A word-for-word transcription of every record is needed.
Data for analysis Block Start
PR #5982, opened 2018-03-07
Small website updates

jescalan:
As requested by Armon & Mitchell ✨

### DIFF
--- a/website/Gemfile
+++ b/website/Gemfile
@@ -1,3 +1,3 @@
 source "https://rubygems.org"
 
-gem "middleman-hashicorp", "0.3.29"
+gem "middleman-hashicorp", "0.3.30"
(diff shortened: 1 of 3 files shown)


mwhooker:
FYI, when the middleman version changes, it also needs to be updated in 2 other places https://github.com/hashicorp/packer/commit/e31ffab30cdd6d5186793f21b68fc16814b37be4

jescalan:
Good catch @mwhooker - thanks for the update here. I'll make sure I'm on it for the next PR 😁

jescalan:
Yeah, I am working with @alvin-huang right now to hash out the way that releases of the gem coordinate with docker image releases. He might be able to update you on how this has been working.

Sorry for the disconnect here - there was initially no connection between the gem publishes and the docker image, and I had run the site locally using the middleman-cli so I didn't notice 😞

PR #5989, opened 2018-03-07
Add menu key

mcandre:
The menu key is the only way to navigate to the Terminal from the keyboard in Haiku guests, or any other application for that matter. So it is helpful for packer to be able to signal this key in `boot_command`s, in order to provision Haiku boxes.


SwampDragons:
Note to self: this includes the changes from #5987 as well. Review that one first.

SwampDragons:
Can you rebase on master and add a test with this special code to the test I wrote [here](https://github.com/hashicorp/packer/blob/master/builder/virtualbox/common/step_type_boot_command_test.go)?

mwhooker:
We can get this merged for the next release if you're able to get to @SwampDragons's comments

mwhooker:
doing in #6129

PR #5991, opened 2018-03-07
builder/googlecompute: Optionally disable service account

evandbrown:
The ability to use a service account other than the default was
introduced in #5928. This change adds to that by introducing the
`disable_default_service_account` config option. If true - and
`service_account_email` is not set - Packer will create a GCE VM
with no service account.


SwampDragons:
Overall, I like this and want to merge. BUT, I think I'd rather add some validation in googlecompute/config.go's NewConfig method to fail if both ServiceAccountEmail AND DisableDefaultServiceAccount are set; since the options are mutually exclusive I'd rather force users to be explicit rather than having a fallback behavior.

evandbrown:
Makes sense! Added a commit to address. Thank you!

PR #5996, opened 2018-03-08
Switch web analytics to segment

jescalan:
We're going through a process of switching over to using segment for our analytics. Segment will still send data to google analytics, so it should behave the same as before for those relying on the GA interface, but segment has the ability also to send the data elsewhere, so we can integrate cleanly with other analytics tooling as well.

This PR switches over from pure GA to segment. In production, data will be logged to the same GA property as before, and in development it won't be logged to GA at all, to prevent pollution. I added a "production" environment flag to the make build command to adjust for this. Let me know if there's a better way to accomplish this!

### DIFF
--- a/website/Gemfile
+++ b/website/Gemfile
@@ -1,3 +1,3 @@
 source "https://rubygems.org"
 
-gem "middleman-hashicorp", "0.3.32"
+gem "middleman-hashicorp", "0.3.34"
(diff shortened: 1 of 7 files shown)


SwampDragons:
I don't think either Hooker or I have any preference on how this is handled -- when you're ready to merge let me know :)

jescalan:
Hi there @SwampDragons and @mwhooker - we're ready to push this live! 🙌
Data for analysis Block End
### Answer to this task
PR #5982, opened 2018-03-07
Small website updates

jescalan:
As requested by Armon & Mitchell ✨

### DIFF
--- a/website/Gemfile
+++ b/website/Gemfile
@@ -1,3 +1,3 @@
 source "https://rubygems.org"
 
-gem "middleman-hashicorp", "0.3.29"
+gem "middleman-hashicorp", "0.3.30"
(diff shortened: 1 of 3 files shown)


mwhooker:
FYI, when the middleman version changes, it also needs to be updated in 2 other places https://github.com/hashicorp/packer/commit/e31ffab30cdd6d5186793f21b68fc16814b37be4

jescalan:
Good catch @mwhooker - thanks for the update here. I'll make sure I'm on it for the next PR 😁

jescalan:
Yeah, I am working with @alvin-huang right now to hash out the way that releases of the gem coordinate with docker image releases. He might be able to update you on how this has been working.

Sorry for the disconnect here - there was initially no connection between the gem publishes and the docker image, and I had run the site locally using the middleman-cli so I didn't notice 😞

PR #5989, opened 2018-03-07
Add menu key

mcandre:
The menu key is the only way to navigate to the Terminal from the keyboard in Haiku guests, or any other application for that matter. So it is helpful for packer to be able to signal this key in `boot_command`s, in order to provision Haiku boxes.


SwampDragons:
Note to self: this includes the changes from #5987 as well. Review that one first.

SwampDragons:
Can you rebase on master and add a test with this special code to the test I wrote [here](https://github.com/hashicorp/packer/blob/master/builder/virtualbox/common/step_type_boot_command_test.go)?

mwhooker:
We can get this merged for the next release if you're able to get to @SwampDragons's comments

mwhooker:
doing in #6129

PR #5991, opened 2018-03-07
builder/googlecompute: Optionally disable service account

evandbrown:
The ability to use a service account other than the default was
introduced in #5928. This change adds to that by introducing the
`disable_default_service_account` config option. If true - and
`service_account_email` is not set - Packer will create a GCE VM
with no service account.


SwampDragons:
Overall, I like this and want to merge. BUT, I think I'd rather add some validation in googlecompute/config.go's NewConfig method to fail if both ServiceAccountEmail AND DisableDefaultServiceAccount are set; since the options are mutually exclusive I'd rather force users to be explicit rather than having a fallback behavior.

evandbrown:
Makes sense! Added a commit to address. Thank you!

PR #5996, opened 2018-03-08
Switch web analytics to segment

jescalan:
We're going through a process of switching over to using segment for our analytics. Segment will still send data to google analytics, so it should behave the same as before for those relying on the GA interface, but segment has the ability also to send the data elsewhere, so we can integrate cleanly with other analytics tooling as well.

This PR switches over from pure GA to segment. In production, data will be logged to the same GA property as before, and in development it won't be logged to GA at all, to prevent pollution. I added a "production" environment flag to the make build command to adjust for this. Let me know if there's a better way to accomplish this!

### DIFF
--- a/website/Gemfile
+++ b/website/Gemfile
@@ -1,3 +1,3 @@
 source "https://rubygems.org"
 
-gem "middleman-hashicorp", "0.3.32"
+gem "middleman-hashicorp", "0.3.34"
(diff shortened: 1 of 7 files shown)


SwampDragons:
I don't think either Hooker or I have any preference on how this is handled -- when you're ready to merge let me know :)

jescalan:
Hi there @SwampDragons and @mwhooker - we're ready to push this live! 🙌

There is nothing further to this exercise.